Try not to lift heavy objects after a long ride.
We’ve established long periods behind the wheel can lead to muscle fatigue. With the lower back in a poor state of readiness drivers should try to avoid lifting heavy objects immediately after a long journey. There will be a very high chance of developing a lower back complaint.
However, for our; van, courier, chauffeur and taxi clients we realise this may be a part of the service you provide. So, if heavy lifting is necessary after a long drive, do it carefully. Try these tips from the NHS.
Place your side and rear view mirrors to allow a 180 degree view of your rear.
Setting your mirrors in this way will help you to hold the desired posture. Lining your rear view mirror with the top of the rear window could provide a useful visual prompt if you begin to slouch.
Wait, there’s more! Here are 7 ‘moves’ for professional drivers to help ease tension and muscle pains.
To combat uncomfortable driving, Brigit also recommended building simple stretches and strengthening exercises into your daily routine . . .
This exercise mobilises and relaxes the spine as well as stimulating the digestive system and easing bloating. Sit up straight and twist to the right, holding onto the right side of your seat. Keep the posture for 20-30 seconds, breathing freely. Repeat facing the other way.
Place a cushion (or rolled-up jumper) between your knees, keeping feet flat on the floor and hips square.
Squeeze the cushion while engaging the deep abdominals and clenching your buttocks, so you feel the core, inner thighs and bottom muscles contracting.Hold for five seconds and gradually relax, without letting the cushion fall. Repeat six times.
Hands and wrists
Helps to strengthen wrists. Also good for repetitive strain.
Clench fists, then release. One at a time or both together. Obviously not when driving!
With your arms crossed over your chest and feet on the floor, engage the core muscles and lengthen the spine.
(i) Take a mini back-bend focusing on the area of the mid-back (where the ribs attach);
(ii) bend to the left, then to the right.
To loosen tightness and tension around the shoulders.
(i) Roll the shoulders forwards and backwards;
(ii) shrug and release
You don’t need to get down on the floor to work your abs! Sit upright on your chair, with your weight evenly spread over both feet.Without letting your pelvis tilt or your back slump, lift your right foot off the floor, bringing the thigh towards the torso and keeping tummy muscles engaged. Pause, then lower and repeat with the left leg. Alternate. Try 10 reps.
Your neck flexibility is likely to be poorer on one side than on the other.Take your left ear over to your left shoulder to stretch the muscles on the right side of your neck. Hold for 20 seconds and repeat on the right, aiming for two to three repetitions each side.

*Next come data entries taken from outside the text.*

PR #1944, opened 2019-07-11
Recommend installing MSVC English language pack

crlf0710:
Update prompt to recommend user to install the English language pack.

cc https://github.com/rust-lang/rust/issues/35785


kinnison (approved):
Seems fair to me.

Issue #1928, opened 2019-07-02
CLI switch to disable download progress output


benaryorg:
### Describe the problem you are trying to solve

I want to add a new toolchain in a Docker container and suppress the download progress, since that messes with my terminal rather hard.
This applies to every other non-interactive download.

### Describe the solution you'd like

A CLI switch (`-s`/`--silent`: *curl* style, `-q`/`--quiet`: *wget* style) which disables output meant for a terminal.

### Notes

It is possible to workaround this by just piping the output anywhere (`| cat` at the end works fine):

https://github.com/rust-lang/rustup.rs/blob/2ece700231f8a1778647981df94052e5b27cbedf/src/cli/download_tracker.rs#L73

That workaround isn't viable if you have e.g. a *Dockerfile* with `execvp()`-like statements to avoid running in a shell (for the doom it shall bring upon thee).

kinnison:
This ought to be a reasonable intermediate project for someone to undertake.  I am prepared to mentor someone to do the work.

PicoJr:
Here is what I've written so far: <https://github.com/PicoJr/rustup.rs/tree/feat-1928>

Should I submit a PR?

Note: It's my first time contributing to rustup and I'm a rust beginner.

Help appreciated =)

## TODO?

- [ ] write unit test for the `--silent` option
- [ ] add `--quiet` alias

## Unit Tests

I ran `cargo test`, some tests failed with message "error: self-update is disabled for this build of rustup".

kinnison:
My preference is for `--quiet` rather than `--silent` but it looks like you're on your way to a solution.

The error message you mention suggests that you've managed to end up with the no-self-update feature enabled, or else you've got some unusual environment variables set such as `SNAP`.

PicoJr:
Ok, I'll rename the option to `--quiet`.

PicoJr:
I've submitted a PR: #1945

pickfire:
This issue should be solved.

PR #1945, opened 2019-07-14
feat: --quiet option

PicoJr:
# PR Content

issue: #1928 

add `--quiet` option. it disables progress console output.

## TODO

- [x] write unit test for this new option.
- [x] verify default behavior in `proxy_mode.rs` is the right one.

### DIFF
--- a/src/cli/rustup_mode.rs
+++ b/src/cli/rustup_mode.rs
@@ -124,6 +124,7 @@ pub fn cli() -> App<'static, 'static> {
         )
         .arg(
             Arg::with_name("quiet")
+                .conflicts_with("verbose")
                 .help("Disable progress output")
                 .short("q")
                 .long("quiet"),
--- a/src/cli/rustup_mode.rs
+++ b/src/cli/rustup_mode.rs
@@ -31,7 +31,8 @@ pub fn main() -> Result<()> {
 
     let matches = cli().get_matches();
     let verbose = matches.is_present("verbose");
-    let cfg = &common::set_globals(verbose)?;
+    let quiet = matches.is_present("quiet");
+    let cfg = &common::set_globals(verbose, quiet)?;
 
     if maybe_upgrade_data(cfg, &matches)? {
         return Ok(());
@@ -120,6 +121,12 @@ pub fn cli() -> App<'static, 'static> {
                 .help("Enable verbose output")
                 .short("v")
                 .long("verbose"),
+        )
+        .arg(
+            Arg::with_name("quiet")
+                .help("Disable progress output")
+                .short("q")
+                .long("quiet"),
         )
         .subcommand(
             SubCommand::with_name("dump-testament")
--- a/src/cli/setup_mode.rs
+++ b/src/cli/setup_mode.rs
@@ -32,6 +32,12 @@ pub fn main() -> Result<()> {
                 .help("Enable verbose output"),
         )
         .arg(
+            Arg::with_name("quiet")
+                .short("q")
+                .long("quiet")
+                .help("Disable progress output"),
+        )
+        .arg(
             Arg::with_name("no-prompt")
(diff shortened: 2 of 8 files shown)


kinnison:
> is this a reasonable default?

I'll need to properly review to be sure, but first glance suggests it's okay.
 
> I don't really understand the purpose of `proxy_mode.rs`

This is the entry point for rustup proxies.  Proxying is the mechanism by which `rustc` `cargo` etc, are really `rustup` but we use `argv[0]` to decide which command to run from inside the detected toolchain.  It *can* result in a download if the detected toolchain isn't installed I think, though in that context, I imagine defaulting to quiet is fine.

kinnison (commented):
After reviewing, I'm mildly concerned that we have `verbose` and `quiet` which are not really antonyms of one another.  But I'm also not sure of better terminology right now.

I'll await your further updates with tests etc, before I pass judgement further.  Renaming options is the easiest of things to do.

Could you also be sure to rebase against new master since I've merged a change which might make the CI more useful.

PicoJr:
> After reviewing, I'm mildly concerned that we have `verbose` and `quiet` which are not really antonyms of one another. But I'm also not sure of better terminology right now.
> 
> I'll await your further updates with tests etc, before I pass judgement further. Renaming options is the easiest of things to do.
> 
> Could you also be sure to rebase against new master since I've merged a change which might make the CI more useful.

Ok, thanks for the review =), I'll rebase and update the PR accordingly.

- [x] rebase
- [x] add unit tests

PicoJr:
## Tests

The goal of `--quiet` is to suppress progress output.

During unit tests stdout and stderr are checked against expected output.

However final stdout is the same regardless of whether or not `--quiet` option was used  (progress line is flushed out).

For the lack of a better solution I copied tests from `cli-rustup.rs`: `rustup_stable` and `toolchain_install_is_like_update` and used `--quiet` option.

It won't prove the feature works as expected (disables the progress output) but it shows the `--quiet` option can be used and produces the same output as before (except for the progress line)

> I'm open to suggestions for improving the tests

## Name

As for the option name, wget has a `--progress=type` option.

`--quiet` could be renamed as `--no-progress` ?

src/cli/setup_mode.rs
```diff
@@ -31,6 +31,12 @@ pub fn main() -> Result<()> {
                 .long("verbose")
                 .help("Enable verbose output"),
         )
+        .arg(
+            Arg::with_name("quiet")
+                .short("q")
+                .long("quiet")
+                .help("Disable progress output"),
+        )
```
kinnison, line 40: Would it make sense if quiet were to conflict with verbose?

src/cli/rustup_mode.rs
```diff
@@ -121,6 +122,12 @@ pub fn cli() -> App<'static, 'static> {
                 .short("v")
                 .long("verbose"),
         )
+        .arg(
+            Arg::with_name("quiet")
+                .help("Disable progress output")
+                .short("q")
+                .long("quiet"),
+        )
```
kinnison, line 131: Would it make sense for quiet to conflict with verbose?

kinnison (commented):
Just a query about verbose vs quiet then probably mergeable

src/cli/setup_mode.rs
PicoJr: | quiet | verbose | comment |
|--------|------------|---------------|
| Y      | Y           | does not really makes sense: the purpose of quiet (less output) is the opposite of verbose (more output) |
| Y      | N           | expected usage for quiet |
| N      | Y           | expected usage for verbose |
| N      | N           | default usage |

It would indeed make sense if quiet and verbose were conflicting options =)

kinnison (approved):
LGTM, Thank you :+1:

Then, with chin tucked in, slowly turn your head to the right and left, five times to each side.
At the official site of Plan Insurance office, we have also been trying out some of these exercises. We realise sitting in an office is different to our professional drivers sitting in their vehicles. But our specialist teams have found these tips very helpful!
We hope this blog has proved of use for you too! As specialist commercial motor insurance brokers, we always look for ways to provide relevant information to professional drivers.